• Exercise aim
The lines from the start of the data up to and including the one with "PR #2242, opened 2025-04-16" should be returned exactly, and nothing else.

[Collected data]
PR #2235, opened 2025-04-11
Datasource package loader/factory

m1n0:
This currently breaks the tests as adding the init dunder files creates explicit packages and the current structure results in conflicting package names making tests impossible to load. Functionality and CLI itself works, a refactor of the structure will follow but I did not want to create a huge PR that does both.


soda-core/src/soda_core/__init__.py
```diff
@@ -0,0 +1,3 @@
+from soda_core.plugin_loader import load_data_source_plugins
+
+load_data_source_plugins()
```
m1n0, line 3: this one ensures no registration in packages will be needed

soda-core/src/soda_core/model/data_source/data_source.py
```diff
@@ -14,8 +15,13 @@ class DataSourceBase(
...
     name: str = Field(..., description="Data source name")
-    type: str = Field(..., description="Data source type")
+    type: Literal["data_source"]
     # Alias connection -> connection_properties to read that from yaml config
     connection_properties: DataSourceConnectionProperties = Field(
         ..., alias="connection", description="Data source connection details"
     )
+
+    @classmethod
+    def get_class_type(cls) -> str:
```
m1n0, line 25: the only thing that is a bit hacky - to get the simple "postgres" string for the registering. That string is available in the plugin register thingie but it's not passed along into the init subclass

m1n0:
@nielsn merging to unblock other work, please do review and I can adjust afterwards

nielsn:
Had some feedback to discuss after stand-up, can still look into it then

PR #2242, opened 2025-04-16
Support remote contract verification without publishing

nielsn:
- Pass publish flag value to `soda_cloud` call
- When not publishing, call `sodaCoreTestContract` API instead

### DIFF
--- a/soda-core/src/soda_core/common/soda_cloud.py
+++ b/soda-core/src/soda_core/common/soda_cloud.py
@@ -489,7 +489,10 @@ class SodaCloud:
         return allowed, reason
 
     def verify_contract_on_agent(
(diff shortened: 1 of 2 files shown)


LaurenDebruyn (commented):
https://github.com/sodadata/soda-core/pull/2242/files#diff-9add66a9e380e084cee7fb5275ec38d9671d0ed4fffca33f3d56fdf0b2d103dbR564-R567
```python
if response.status_code != 200:
  logger.error("Remote contract verification failed.")
  verification_result.sending_results_to_soda_cloud_failed = True
  return verification_result
```
Technically this can never be `True` when we don't publish the results.

LaurenDebruyn (approved):

PR #2248, opened 2025-04-23
V4 check filters

tombaeyens:


soda-core/src/soda_core/contracts/contract_verification.py
```diff
@@ -206,6 +206,11 @@ def log_summary(self, logs: Logs) -> None:
         for diagnostic in self.diagnostics:
             logger.info(f"  {diagnostic.log_line()}")
 
+    def get_numeric_diagnostic_value(self, diagnostic_name: str) -> any:
```
m1n0, line 209: @tombaeyens is there any guarantee there is only one numeric diagnostic present?

tombaeyens: @m1n0 No guarantee but this is a helper method for testing.  So first one is good for that use case.  I could also move this method to a test helper class if that keeps things cleaner.  Or we could name it `get_first_numeric_diagnostic_value`.  Any preference?

m1n0: how about both:
- move to test helper
- change the name to include "first"
- add a method comment saying what it is useful for

m1n0 (approved):

PR #2250, opened 2025-04-24
Pass variables when executing on agent

LaurenDebruyn:


soda-core/src/soda_core/cli/soda.py
```diff
@@ -240,7 +240,7 @@ def handle(args):
         contract_file_paths = args.contract
         data_source_file_path = args.data_source
 
-        exit_code = handle_test_contract(contract_file_paths, data_source_file_path)
+        exit_code = handle_test_contract(contract_file_paths, {}, data_source_file_path)
```
nielsn, line 243: Not sure how this one is supposed to behave... If it doesn't require the variables to be set then we shouldn't bother passing it into the `handle_test_contract` function at all. Just pass empty dict in the underlying function (or nothing at all).

If they are required for syntax validation, then we're missing the `--set` CLI setup

LaurenDebruyn: How I understand the test contract command, it would need the variables to validate the syntax because it mostly follows the verification flow. So that means we're still missing the `--set` CLI setup. Not sure if there is a ticket for this, but I can implement it as a follow-up.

• Answer to this problem
PR #2235, opened 2025-04-11
Datasource package loader/factory

m1n0:
This currently breaks the tests as adding the init dunder files creates explicit packages and the current structure results in conflicting package names making tests impossible to load. Functionality and CLI itself works, a refactor of the structure will follow but I did not want to create a huge PR that does both.


soda-core/src/soda_core/__init__.py
```diff
@@ -0,0 +1,3 @@
+from soda_core.plugin_loader import load_data_source_plugins
+
+load_data_source_plugins()
```
m1n0, line 3: this one ensures no registration in packages will be needed

soda-core/src/soda_core/model/data_source/data_source.py
```diff
@@ -14,8 +15,13 @@ class DataSourceBase(
...
     name: str = Field(..., description="Data source name")
-    type: str = Field(..., description="Data source type")
+    type: Literal["data_source"]
     # Alias connection -> connection_properties to read that from yaml config
     connection_properties: DataSourceConnectionProperties = Field(
         ..., alias="connection", description="Data source connection details"
     )
+
+    @classmethod
+    def get_class_type(cls) -> str:
```
m1n0, line 25: the only thing that is a bit hacky - to get the simple "postgres" string for the registering. That string is available in the plugin register thingie but it's not passed along into the init subclass

m1n0:
@nielsn merging to unblock other work, please do review and I can adjust afterwards

nielsn:
Had some feedback to discuss after stand-up, can still look into it then

PR #2242, opened 2025-04-16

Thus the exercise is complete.